Issue #257, opened 2019-07-04
Redefine summary function to update rather than return


jeromekelleher:
While working through the changes needed to implement the AFS in C over in #248, I found myself copying and pasting a depressing amount of code, most of it doing basically the same thing as the general stats machinery.

It occured to me that if we changed the way the summary function works slightly, we should be able to reuse **all** the machinery when we're computing the jAFS and be able to specify a summary function like the other stats.

Currently, we're defining the f such that f(x) returns a 1D result vector, which we then add on to the current output window, w. That is, we do this in the naive case:
```python
    sigma = np.zeros((ts.num_trees, m))
    for tree in ts.trees():
        x = np.zeros((ts.num_nodes, k))
        x[ts.samples()] = w
        for u in tree.nodes(order="postorder"):
            for v in tree.children(u):
                x[u] += x[v]
        if polarised:
            s = sum(tree.branch_length(u) * f(x[u]) for u in tree.nodes())
        else:
            s = sum(
                tree.branch_length(u) * (f(x[u]) + f(total - x[u]))
                for u in tree.nodes())
          sigma[tree.index] = s 
```
whereas we'd now do:
```python
   sigma = np.zeros((ts.num_trees, m))
    for tree in ts.trees():
        x = np.zeros((ts.num_nodes, k))
        x[ts.samples()] = w
        for u in tree.nodes(order="postorder"):
            for v in tree.children(u):
                x[u] += x[v]
             f(tree.branch_length(u), x[u],  polarised, sigma[tree.index])
 ``` 
     
That is:
- We change the summary function to one that directly updates the output window by incrementing it
- We push the responsibility for dealing with polarisation down into the summary function (I guess, if you wanted to, you could have two different summary functions polarised & unpolarised for each stat). This is motivated by the AFS, where the polarised & unpolarised are pretty different and I can't see how we could efficiently do both in a general way. (It's not clear how this generalises to the site algorithm though, this is a bit different.)
- We pass in a constant multiplier factor so that branch length/span multiplied in as the values are computed.

The summary function will know about the expected output dimensions (an arbitrary n-D array)

This is a lot less elegant mathematically, but should be much more convenient and efficient computationally. The goal would then be that we do the minimal number of updates to the output window to compute the stats that we want (i.e. touching memory as little as possible).  We can also them put in arbitrary dimensioned arrays as the window elements, which should be general enough for most things!

[...]

PR #349, opened 2019-08-29
Branchstat algorithm

jeromekelleher:
Refactor of the branch/node stat algorithms. Changes

1. Store the value of f(x) during the branch_stat algorithm, which simplifies the logic a bit and reduces the number of calls of f substantially. (not fully implemented in C when the PR was opened)
2. Abstract out the details of running polarised vs unpolarised summary functions in C for node and branch stats. (It would be pleasing if this was possible for site stats also, but I don't see how as polarisation is much more central to how things are actually computed.)

Should be significant perf gains from this. I'll do some before/after comparisons when its done.

### DIFF
--- a/c/tskit/trees.c
+++ b/c/tskit/trees.c
@@ -988,19 +988,15 @@ update_state(double *X, size_t state_dim, tsk_id_t dest, tsk_id_t source, int si
 static inline int
 update_running_sum(double *s, size_t result_dim, double *X, size_t state_dim,
         general_stat_func_t *f, void *f_params, tsk_id_t u, tsk_id_t v,
-        const double *time, double *total_W,
-        bool polarised, int sign)
+        const double *time, int sign)
 {
     int ret = 0;
-    size_t k, m;
+    size_t m;
     double *X_u = GET_2D_ROW(X, state_dim, u);
     double branch_length;
-    double *total_minus_Xu = malloc(state_dim * sizeof(*total_minus_Xu));
     double *F = malloc(result_dim * sizeof(*F));
-    double *F_tmp = malloc(result_dim * sizeof(*F_tmp));
 
-    /* s += branch_length * (f(X[u]) + (not polarised) * f(total - X[u])) */
-    if (F == NULL || F_tmp == NULL || total_minus_Xu == NULL) {
+    if (F == NULL) {
         ret = TSK_ERR_NO_MEMORY;
         goto out;
     }
@@ -1011,18 +1007,6 @@ update_running_sum(double *s, size_t result_dim, double *X, size_t state_dim,
         if (ret != 0) {
             goto out;
         }
-        if (! polarised) {
-            for (k = 0; k < state_dim; k++) {
-                total_minus_Xu[k] = total_W[k] - X_u[k];
-            }
-            ret = f(state_dim, total_minus_Xu, result_dim, F_tmp, f_params);
-            if (ret != 0) {
-                goto out;
-            }
-            for (m = 0; m < result_dim; m++) {
-                F[m] += F_tmp[m];
-            }
-        }
         branch_length = time[v] - time[u];
         for (m = 0; m < result_dim; m++) {
             s[m] += sign * branch_length * F[m];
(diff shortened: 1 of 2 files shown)


jeromekelleher:
This can close #257 I think --- getting the function to update now would be very minor perf tweak, probably not worth it. I haven't thought about whether this idea lets us abstract to the AFS yet. That would be nice.

jeromekelleher:
Benchmarks:

On this tree sequence:
```
$ python3 -m tskit info large-example.trees 
sequence_length:  100000000.0
trees:            456789
samples:          100000
individuals:      0
nodes:            500814
edges:            1941686
sites:            484395
mutations:        484395
migrations:       0
populations:      1
provenances:      1
```
and this code:
```python
import tskit
import time
import numpy as np

ts = tskit.load("large-example.trees")


print("mode", "n_sets", "time", sep="\t")
for mode in ["site", "branch", "node"]:
    for num_sample_sets in [1, 10, 100]:
        sample_sets = np.array_split(ts.samples(), num_sample_sets)
        before = time.perf_counter()
        x = ts.diversity(sample_sets=sample_sets, mode=mode)
        print(mode, num_sample_sets, "{:.3f}".format(duration), sep="\t")
```

On upstream/master we get:
```
$ python3 benchmark.py
mode    n_sets  time
site    1       0.344
site    10      0.557
site    100     2.413
branch  1       1.767
branch  10      2.949
branch  100     15.900
node    1       1.111
node    10      2.162
node    100     12.033
```
On this branch we get 
```
$ python3 benchmark.py
mode    n_sets  time
site    1       0.349
site    10      0.557
site    100     2.426
branch  1       0.647
branch  10      1.761
branch  100     11.555
node    1       0.570
node    10      1.654
node    100     10.541
```

So, we do get a decent perf jump on branch stats when we have a small number of sample sets. Not sure what's going on with the larger number of sample sets, will investigate.

jeromekelleher:
I don't think we're going to do much better here. When we have 100 sample sets, we get this from perf:
```
  44.93%  python3        _tskit.cpython-36m-x86_64-linux-gnu.so             [.] tsk_treeseq_general_stat                                                                                                                                      
  36.67%  python3        _tskit.cpython-36m-x86_64-linux-gnu.so             [.] diversity_summary_func                                                                                                                                        
  14.79%  python3        _tskit.cpython-36m-x86_64-linux-gnu.so             [.] npolarised_summary_func                                                                                                                                      
   0.65%  python3        [kernel]                                           [k] 0xffffffffb7c009e7                                                                                                                                            
   0.45%  python3        _tskit.cpython-36m-x86_64-linux-gnu.so             [.] tsk_treeseq_init                                                                                                                                              
   0.26%  python3        python3.6                                          [.] _PyEval_EvalFrameDefault           
```
When you dig in we're spending time in looping over the sample sets, as you might expect. We could probably squeeze a bit more perf here by using ``restrict``s, but they are tricky and I don't think we'll get much out of it.

The reason that node and branch stats are so much slower than site stats is because they're doing a lot more. The summary func is only called on mutation nodes not on *every* node. So, it's as good as it's going to get for now I think, and we should be pretty happy with this (it's friggin fast!).

jeromekelleher:
@petrelharp, any thoughts here? I'm going to merge this and write up the algorithm unless you object.

petrelharp:
Nice performance improvements!

> Abstract out the details of running polarised vs unpolarised summary functions in C for node and branch stats. (It would be pleasing if this was possible for site stats also, but I don't see how as polarisation is much more central to how things are actually computed.)

This is a nice way to do it. Doing it the same way for site stats would require passing a list of states (one for each derived allele) to a wrapped function, I think - we could work this out but it doesn't seem necessary.

c/tskit/trees.c
```diff
@@ -973,6 +973,8 @@ tsk_treeseq_check_windows(tsk_treeseq_t *self, size_t num_windows, double *windo
     return ret;
 }
 
+/* TODO make these functions more consistent in how the arguments are ordered */
```
petrelharp: :+1:

petrelharp:
This is very nice and clean. I like it.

_Task objective_.
Using the records above, output exactly the lines from the first through the line that contains "It occured to", with both of those included.

_Expected answer_.
Issue #257, opened 2019-07-04
Redefine summary function to update rather than return


jeromekelleher:
While working through the changes needed to implement the AFS in C over in #248, I found myself copying and pasting a depressing amount of code, most of it doing basically the same thing as the general stats machinery.

It occured to me that if we changed the way the summary function works slightly, we should be able to reuse **all** the machinery when we're computing the jAFS and be able to specify a summary function like the other stats.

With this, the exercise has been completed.